Even asymptomatic infection provides the virus with an opportunity to mutate and become more dangerous. If a person is infected with a seasonal flu virus and avian flu virus simultaneously, that could enable a process known as reassortment, in which viruses trade genetic material, potentially creating a version of avian flu that infects humans more easily.
While vaccination against seasonal flu won't protect a person from avian flu, it can reduce the likelihood of reassortment. As for a specific avian flu immunization, the U.S. Food and Drug Administration has approved an H5N1 vaccine that the government has stockpiled, but it's not commercially available.
David Hernke TVFS.jpg
Photo courtesy of David Hernke
Dr. David Hernke participated in a federal study that tested bovine veterinarians for antibodies to the highly pathogenic avian influenza H5 virus.
As a treatment or, in some cases, as a post-exposure preventive measure, the CDC recommends taking the antiviral medication oseltamivir (brand name Tamiflu).
"The strains that have been tested so far all remain susceptible to oseltamivir or Tamiflu," Blumberg said, adding that most patients tolerate it well, with a minority experiencing an upset stomach or vomiting. "It's reassuring that we do have a treatment in place."
Part of calculating the risk for veterinarians is understanding how H5 progresses through a dairy herd.
Michigan State University's Dr. Zelmar Rodriguez has worked with dairy cows throughout his career and now studies H5's spread and impacts within herds.
"We have been working on understanding influenza in cattle since very early on because Michigan actually was the third state affected," he said.
While avian flu progresses quickly in poultry, the presentation can be less apparent in cattle. Poultry fatalities associated with H5 are high, so much so that any flock in which it's detected is isolated and exterminated. However, dairy cows may completely recover from their illness.
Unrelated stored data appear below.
PR #1043, opened 2022-09-12
Predalien larva sprite fix

morrowwolf:
## About The Pull Request

Forest says this will fix predalien larva not having correct sprites. I was unable to verify this locally.

## Why It's Good For The Game

Bug bad.

## Changelog

:cl: Morrow
fix: Predalien larva sprite works now
/:cl:


morrowwolf:
I assume it's because the sprite is on the server and not locally accessible but I'm not 100% sure.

Rodriguez believes it's entirely possible veterinarians may show up to a farm where H5 is present and never know it.
"Veterinarians are visiting farms on a daily basis, and they are exposed to cattle," Rodriguez said. "I think the most important thing is that they know if the virus is at the farm so they can take extra precautions."
Those precautions, per Blumberg's recommendation, may include copious personal protective equipment: gown, gloves, goggles, masks, hoods and booties.
In the CDC study, all three antibody-positive test subjects reported wearing clothing covers and gloves while interacting with dairy cows, but not eye protection or masks.
Even Hernke, who is in a region with no identified cases in cattle, says there's no harm in taking extra protective measures.
"A few of our more proactive producers have implemented ongoing biosecurity measures," he said. "One of my dairies is really quite into that, because they do tours and they have some public-facing portions of their dairy. So we've been talking a lot about biosecurity and signing in, signing out; things like that."
One of his client dairies has even begun using face shields as a precaution.
"There's other benefits to biosecurity than just protecting against influenza, right?" Hernke said. "But I don't think we need to go full Tyvek suits at this point and make everybody on edge."